Feeling a bit awkward now, but not wanting to admit it, I said cheerfully, ‘I’ll volunteer him!’

Then we came to Brig O’Fearn and I stopped talking so I could concentrate on driving carefully through the village again. But I had the hang of this now. The road to Glenmoredun Castle went haring away to the south, twisting around Pitbroomie Hill as though it couldn’t decide which direction it wanted to go, but I followed it anyway, picking up speed.

‘I don’t believe you know where you’re going,’ Ellen said.

‘Oh pish, there isn’t any other road! How could I possibly get lost here?’ (It is true I am hopeless at directions. I came down the wrong side of the mountain on that skiing holiday and had to be brought back to the chalet by a policeman. But the Pitbroomie Moor was familiar. Part of it used to belong to Strathfearn.)

We were between stone walls and hedges on the way up, thorn and bramble, and couldn’t see where we were in relation to anything else. Then over cattle bars and there were no more walls.
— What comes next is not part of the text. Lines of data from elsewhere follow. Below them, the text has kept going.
PR #602, opened 2024-05-07
Ensure nvcomps build and install layouts are consistent

robertmaynard:
## Description
Corrects a bug where the nvcomp packages from the build directory would reference the `lib64` layout in the cmake file since that would be the correct layout at install time but not build time.

We now transform the layout of nvcomp to be consistent between build and install

## Checklist

### DIFF
--- a/rapids-cmake/cpm/nvcomp.cmake
+++ b/rapids-cmake/cpm/nvcomp.cmake
@@ -111,19 +111,37 @@ function(rapids_cpm_nvcomp)
     rapids_cpm_get_proprietary_binary_url(nvcomp ${version} nvcomp_url)
     if(nvcomp_url)
       rapids_cpm_download_proprietary_binary(nvcomp ${nvcomp_url})
-
-      # Unset CPM_DOWNLOAD_ALL if we have a proprietary binary enabled. This ensures we actually use
-      # the proprietary binary
-      unset(CPM_DOWNLOAD_ALL)
     endif()
 
-    # Record the nvcomp_DIR so that if USE_PROPRIETARY_BINARY is disabled we can safely clear the
-    # nvcomp_DIR value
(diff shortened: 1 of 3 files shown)


ttnghia (approved):

rapids-cmake/cpm/nvcomp.cmake
```diff
@@ -111,19 +111,37 @@ function(rapids_cpm_nvcomp)
...
+      set(nvcomp_proprietary_binary_dir "${nvcomp_ROOT}/${lib_dir}/cmake/nvcomp")
       cmake_path(NORMAL_PATH nvcomp_proprietary_binary_dir)
       set(rapids_cpm_nvcomp_proprietary_binary_dir "${nvcomp_proprietary_binary_dir}"
           CACHE INTERNAL "nvcomp proprietary location")
+
+      # Enforce that we need to find the local download of nvcomp and nothing else when we have a
+      # proprietary binary enabled.
+      list(APPEND CMAKE_PREFIX_PATH "${nvcomp_ROOT}/${lib_dir}/cmake/nvcomp")
+      unset(CPM_DOWNLOAD_ALL)
+      set(CPM_USE_LOCAL_PACKAGES ON)
```
vyasr, line 144: This isn't a cache variable, right? i.e. setting this here will only affect the `rapids_cpm_find` call below, and not any calls in consumers from before that? I'm assuming that there are no concerns about transitive finds in nvcomp itself (or at least, we can live with that if we are).

vyasr (approved):
One small question, otherwise looks good.

rapids-cmake/cpm/nvcomp.cmake
robertmaynard: That is all correct. Local variable so it will only effect `nvcomp` and no concerns about transitive finds

PR #606, opened 2024-05-10
Add rapids_cpm_nvtx3.

bdice:
## Description
Adds `rapids_cpm_nvtx3`, adapted from the code that is currently implemented in libcudf. This aims to help with https://github.com/rapidsai/rmm/pull/1558.

## Checklist


bdice:
Hmm. I am not sure if `INSTALL_EXPORT_SET` works as desired because it doesn't look like NVTX defines any install rules? Maybe I am missing some piece of knowledge about CMake default behaviors.

docs/api.rst
```diff
@@ -59,6 +59,7 @@ package uses :ref:`can be found here. <cpm_versions>`
    /packages/rapids_cpm_libcudacxx
    /packages/rapids_cpm_nvbench
    /packages/rapids_cpm_nvcomp
+   /packages/rapids_cpm_nvtx
```
bdice, line 62:
```suggestion
   /packages/rapids_cpm_nvtx3
```

rapids-cmake/cpm/nvtx3.cmake
```diff
@@ -0,0 +1,107 @@
...
+#]=======================================================================]
+function(rapids_cpm_nvtx3)
+  list(APPEND CMAKE_MESSAGE_CONTEXT "rapids.cpm.nvtx3")
+
+  set(options)
+  set(one_value USE_PROPRIETARY_BINARY BUILD_EXPORT_SET INSTALL_EXPORT_SET)
+  set(multi_value)
+  cmake_parse_arguments(_RAPIDS "${options}" "${one_value}" "${multi_value}" ${ARGN})
+
+  # Fix up _RAPIDS_UNPARSED_ARGUMENTS to have EXPORT_SETS as this is need for rapids_cpm_find
```
KyleFromNVIDIA, line 59: Does this mean `_RAPIDS_UNPARSED_ARGUMENTS` is a magic variable that `rapids_cpm_find()` reads to figure out which arguments it should ignore?

rapids-cmake/cpm/nvtx3.cmake
```diff
@@ -0,0 +1,107 @@
...
+  endif()
+  if(_RAPIDS_BUILD_EXPORT_SET)
+    list(APPEND _RAPIDS_EXPORT_ARGUMENTS BUILD_EXPORT_SET ${_RAPIDS_BUILD_EXPORT_SET})
+  endif()
+  set(_RAPIDS_UNPARSED_ARGUMENTS ${_RAPIDS_EXPORT_ARGUMENTS})
+
+  set(to_install OFF)
+  if(INSTALL_EXPORT_SET IN_LIST ARGN)
+    set(to_install ON)
+  endif()
```
KyleFromNVIDIA, line 71: We can get rid of this block if we just condition the block below on `_RAPIDS_INSTALL_EXPORT_SET`.

rapids-cmake/cpm/nvtx3.cmake
```diff
@@ -0,0 +1,107 @@
...
+                  EXCLUDE_FROM_ALL ${exclude})
+
+  include("${rapids-cmake-dir}/cpm/detail/display_patch_status.cmake")
+  rapids_cpm_display_patch_status(NVTX3)
+
+  # Set up install rules
+  if(to_install)
+    include(GNUInstallDirs)
+    install(DIRECTORY "${NVTX3_SOURCE_DIR}/c/include/" DESTINATION "${CMAKE_INSTALL_INCLUDEDIR}")
+    install(TARGETS nvtx3-c nvtx3-cpp EXPORT ${_RAPIDS_BUILD_EXPORT_SET})
```
KyleFromNVIDIA, line 95: What happens here if the user doesn't pass `_RAPIDS_BUILD_EXPORT_SET`?

KyleFromNVIDIA (commented):
A few questions, looking good so far.

rapids-cmake/cpm/nvtx3.cmake
bdice: I guess so. I copied this: https://github.com/search?q=repo%3Arapidsai%2Frapids-cmake%20%22Fix%20up%20_RAPIDS_UNPARSED_ARGUMENTS%22&type=code

robertmaynard: ` _RAPIDS_UNPARSED_ARGUMENTS` is a side-effect of `cmake_parse_arguments` which holds all unparsed arguments from `ARGN`

rapids-cmake/cpm/nvtx3.cmake
bdice: I don't really know the expected behavior here. I decided to try removing the "build export set" since we're not conditioning on that above. We were deciding whether to execute this block based on `if(INSTALL_EXPORT_SET IN_LIST ARGN)`. The build passed locally for me when I removed the "build export set" entirely. Take a look at 6ba6a376bb2184aec693097934dc8f71c37b8665 and see if it seems reasonable.

rapids-cmake/cpm/nvtx3.cmake
bdice: See other thread: https://github.com/rapidsai/rapids-cmake/pull/606/files#r1598804744

robertmaynard: this whole block needs to be moved to be after `rapids_cpm_package_details` and updated to also check the state of `exclude`. See cuco.cmake for a reference

rapids-cmake/cpm/nvtx3.cmake
```diff
@@ -0,0 +1,107 @@
...
+                  GIT_REPOSITORY ${repository}
+                  GIT_TAG ${tag}
+                  GIT_SHALLOW ${shallow} ${patch_command} SOURCE_SUBDIR c
+                  EXCLUDE_FROM_ALL ${exclude})
+
+  include("${rapids-cmake-dir}/cpm/detail/display_patch_status.cmake")
+  rapids_cpm_display_patch_status(NVTX3)
+
+  # Set up install rules
+  if(to_install)
```
robertmaynard: Guarding the checks around `_RAPIDS_BUILD_EXPORT_SET` inside `to_install` is incorrect. You need to be able to specify a BUILD_EXPORT without an `INSTALL_EXPORT_SET`

rapids-cmake/cpm/nvtx3.cmake
```diff
@@ -0,0 +1,107 @@
...
+    include(GNUInstallDirs)
+    install(DIRECTORY "${NVTX3_SOURCE_DIR}/c/include/" DESTINATION "${CMAKE_INSTALL_INCLUDEDIR}")
+    install(TARGETS nvtx3-c nvtx3-cpp EXPORT ${_RAPIDS_BUILD_EXPORT_SET})
+    if(NOT _RAPIDS_BUILD_EXPORT_SET STREQUAL _RAPIDS_INSTALL_EXPORT_SET)
```
robertmaynard: If a user has requested a `BUILD_EXPORT_SET` we need to generate the `export()` rules and not the install rules.

robertmaynard (changes requested):

rapids-cmake/cpm/nvtx3.cmake
robertmaynard: The `BUILD_EXPORT_SET` should control the build directory exporting. If no INSTALL or BUILD export is requested that means `nvtx3` is a private dependency and doesn't need any exporting/installing.

bdice: @robertmaynard Is any action required here, or is that comment just informational to answer Kyle's question?

rapids-cmake/cpm/nvtx3.cmake
bdice: @robertmaynard I might need more hand-holding here. I don't know what this is asking for.

rapids-cmake/cpm/nvtx3.cmake
robertmaynard: Kyle is point out that the condition of the branch is if `_RAPIDS_INSTALL_EXPORT_SET` has been specified, but you are calling the install rule with `_RAPIDS_BUILD_EXPORT_SET`. You can't presume that `_RAPIDS_BUILD_EXPORT_SET` is set in these cases, nor that it has the same value as `_RAPIDS_INSTALL_EXPORT_SET`

bdice: I changed this in 6ba6a37 to remove usage of `_RAPIDS_BUILD_EXPORT_SET`. It appears to build without that. I don't know if it is needed.

rapids-cmake/cpm/nvtx3.cmake
KyleFromNVIDIA: Basically this:

```cmake
  # Set up install rules
  if(_RAPIDS_BUILD_EXPORT_SET)
    install(TARGETS nvtx3-c nvtx3-cpp EXPORT ${_RAPIDS_BUILD_EXPORT_SET})
  endif()
  if(_RAPIDS_INSTALL_EXPORT_SET)
    include(GNUInstallDirs)
    install(DIRECTORY "${NVTX3_SOURCE_DIR}/c/include/" DESTINATION "${CMAKE_INSTALL_INCLUDEDIR}")
    install(TARGETS nvtx3-c nvtx3-cpp EXPORT ${_RAPIDS_INSTALL_EXPORT_SET})
  endif()
```

robertmaynard: Need to also disable install rules when `EXCLUDE_FROM_ALL` flag has been set. You would look to have something like:

```cmake
  # Set up install rules
  install(TARGETS nvtx3-c nvtx3-cpp EXPORT nvtx3-targets)
  if(_RAPIDS_BUILD_EXPORT_SET)
    rapids_export(BUILD nvtx3
      EXPORT_SET nvtx3-targets
      GLOBAL_TARGETS  nvtx3-c nvtx3-cpp
      NAMESPACE nvtx::
      )
  endif()
  if(_RAPIDS_INSTALL_EXPORT_SET AND NOT exclude)
    include(GNUInstallDirs)
    install(DIRECTORY "${NVTX3_SOURCE_DIR}/c/include/" DESTINATION "${CMAKE_INSTALL_INCLUDEDIR}")
    rapids_export(INSTALL nvtx3
      EXPORT_SET nvtx3-targets
      GLOBAL_TARGETS  nvtx3-c nvtx3-cpp
      NAMESPACE nvtx::
      )
  endif()
```

KyleFromNVIDIA: Ah - so that's what the `exclude` was for. Thanks, we weren't sure.

robertmaynard (approved):

harrism:
Can we get this merged?

PR #614, opened 2024-05-22
Removes legacy rapids-cmake cython implementations as it is deprecated in 24.08

robertmaynard:
## Description
rapids-cmake cython module has been deprecated since 24.02 and now can be removed in 24.08

This removes the cython module and instead only offers cython-core.

## Checklist


robertmaynard:
@vyasr It would be good to get your opinion on this PR.

I was worried that dropping the `rapids-cython.cmake` would break people that included it but never used functions, so now it brings in the `cython-core` implementations.

vyasr:
I don't think that's a major concern. In theory I suppose it could happen from copy-pasting top-level CMakeLists.txt files, which is I imagine how many projects that aren't RAPIDS projects I originally set up ended up with this code, but I'm not too worried about it.

OTOH I could see an argument for doing what you've done so that in the long run we could go back to `rapids-cython` rather than `rapids-cython-core` as the canonical module name. The `-core` suffix was primarily useful to differentiate, but once there's only one we could switch back.

vyasr (approved):

PR #617, opened 2024-05-23
Always offer the install target names for nvtx3

robertmaynard:
## Description
This is required so that consumers of `nvtx3` can safely use `nvtx3::nvtx3-cpp` consistently no matter if they are using nvtx3 from source or an installed version.

## Checklist

### DIFF
--- a/rapids-cmake/cpm/nvtx3.cmake
+++ b/rapids-cmake/cpm/nvtx3.cmake
@@ -114,6 +114,13 @@ function(rapids_cpm_nvtx3)
     endif()
   endif()
 
+  if(NOT TARGET nvtx::nvtx3-c AND TARGET nvtx3-c)
+    add_library(nvtx::nvtx3-c ALIAS nvtx3-c)
+  endif()
+  if(NOT TARGET nvtx::nvtx3-cpp AND TARGET nvtx3-cpp)
+    add_library(nvtx::nvtx3-cpp ALIAS nvtx3-cpp)
+  endif()
+
   # Propagate up variables that CPMFindPackage provide
   set(nvtx3_SOURCE_DIR "${nvtx3_SOURCE_DIR}" PARENT_SCOPE)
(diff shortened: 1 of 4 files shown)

The thorn turned to gorse, still brilliant here and there with yellow blossom and heavy with bees.

The pavement disappeared suddenly and we were on gravel just as the gradient increased dramatically. I had to slow down but I forgot to shift out of high gear and, horror, three quarters of the way up, the Magnette stalled with a tremendous lurch.

Ellen made a little shrieking sound like ‘Eep!’

I tried to start the motor again and found myself in neutral, slowly bumping backward down the steep hillside and gathering speed. I yanked on the handbrake and both of us nearly went flying out of the open car like a pair of jack-in-the-boxes.

‘God pity us.’

I could hardly blame Ellen for that.

We paused quietly in the middle of the track, catching our breath in safe and sudden stillness.